Reproduce the records below in their entirety, character for character.

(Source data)
=== Section Start ===

PR #13896, opened 2026-07-03
ci: harden GitHub Actions workflows

glours:
**What I did**
The pinned codeql-action/upload-sarif v2 (v2.28.1) falls in the vulnerable range of CVE-2025-24362 and the v2 line has no patched release, so bump to v3.36.3. Enable Dependabot for github-actions to keep action pins from going stale. Scope the release job to tag refs so its contents:write token is only minted when a release is actually created. In merge.yml, drop a dead conditional (workflow only triggers on push) and pass DOCKERDESKTOP_REPO to github-script via env rather than inline interpolation, as recommended against script injection.

**Related issue**
N/A

image

### DIFF
--- a/.github/workflows/ci.yml
+++ b/.github/workflows/ci.yml
@@ -304,6 +304,7 @@ jobs:
           files: ./coverage.txt
 
   release:
+    if: startsWith(github.ref, 'refs/tags/v')
     permissions:
       contents: write # to create a release (ncipollo/release-action)
     runs-on: ubuntu-latest
@@ -329,7 +330,6 @@ jobs:
           find bin/release -type f -exec file -e ascii -- {} +
       -
         name: GitHub Release
-        if: startsWith(github.ref, 'refs/tags/v')
         uses: ncipollo/release-action@339a81892b84b4eeb0f6e744e4574d79d0d9b8dd # v1.21.0
         with:
           artifacts: ./bin/release/*
--- a/.github/workflows/ci.yml
+++ b/.github/workflows/ci.yml
@@ -102,6 +102,14 @@ jobs:
             fi
           done
       -
+        name: List artifacts
+        run: |
+          tree -nh ./bin/release
+      -
+        name: Check artifacts
+        run: |
+          find bin/release -type f -exec file -e ascii -- {} +
+      -
         name: Upload artifacts
         uses: actions/upload-artifact@bbbca2ddaa5d8feaa63e36b76fdaad77386f024f # v7.0.0
         with:
@@ -306,7 +314,7 @@ jobs:
   release:
     if: startsWith(github.ref, 'refs/tags/v')
     permissions:
-      contents: write # to create a release (ncipollo/release-action)
+      contents: write # to create a release (softprops/action-gh-release)
     runs-on: ubuntu-latest
     needs:
       - binary-finalize
@@ -321,6 +329,8 @@ jobs:
           path: ./bin/release
           name: release
       -
+        # inspect what was actually downloaded from the artifact store —
+        # this is what gets attached to the release
         name: List artifacts
         run: |
           tree -nh ./bin/release
@@ -330,9 +340,12 @@ jobs:
           find bin/release -type f -exec file -e ascii -- {} +
       -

=== Section End ===

**Exercise result**
PR #13896, opened 2026-07-03
ci: harden GitHub Actions workflows

glours:
**What I did**
The pinned codeql-action/upload-sarif v2 (v2.28.1) falls in the vulnerable range of CVE-2025-24362 and the v2 line has no patched release, so bump to v3.36.3. Enable Dependabot for github-actions to keep action pins from going stale. Scope the release job to tag refs so its contents:write token is only minted when a release is actually created. In merge.yml, drop a dead conditional (workflow only triggers on push) and pass DOCKERDESKTOP_REPO to github-script via env rather than inline interpolation, as recommended against script injection.

**Related issue**
N/A

image

### DIFF
--- a/.github/workflows/ci.yml
+++ b/.github/workflows/ci.yml
@@ -304,6 +304,7 @@ jobs:
           files: ./coverage.txt
 
   release:
+    if: startsWith(github.ref, 'refs/tags/v')
     permissions:
       contents: write # to create a release (ncipollo/release-action)
     runs-on: ubuntu-latest
@@ -329,7 +330,6 @@ jobs:
           find bin/release -type f -exec file -e ascii -- {} +
       -
         name: GitHub Release
-        if: startsWith(github.ref, 'refs/tags/v')
         uses: ncipollo/release-action@339a81892b84b4eeb0f6e744e4574d79d0d9b8dd # v1.21.0
         with:
           artifacts: ./bin/release/*
--- a/.github/workflows/ci.yml
+++ b/.github/workflows/ci.yml
@@ -102,6 +102,14 @@ jobs:
             fi
           done
       -
+        name: List artifacts
+        run: |
+          tree -nh ./bin/release
+      -
+        name: Check artifacts
+        run: |
+          find bin/release -type f -exec file -e ascii -- {} +
+      -
         name: Upload artifacts
         uses: actions/upload-artifact@bbbca2ddaa5d8feaa63e36b76fdaad77386f024f # v7.0.0
         with:
@@ -306,7 +314,7 @@ jobs:
   release:
     if: startsWith(github.ref, 'refs/tags/v')
     permissions:
-      contents: write # to create a release (ncipollo/release-action)
+      contents: write # to create a release (softprops/action-gh-release)
     runs-on: ubuntu-latest
     needs:
       - binary-finalize
@@ -321,6 +329,8 @@ jobs:
           path: ./bin/release
           name: release
       -
+        # inspect what was actually downloaded from the artifact store —
+        # this is what gets attached to the release
         name: List artifacts
         run: |
           tree -nh ./bin/release
@@ -330,9 +340,12 @@ jobs:
           find bin/release -type f -exec file -e ascii -- {} +
       -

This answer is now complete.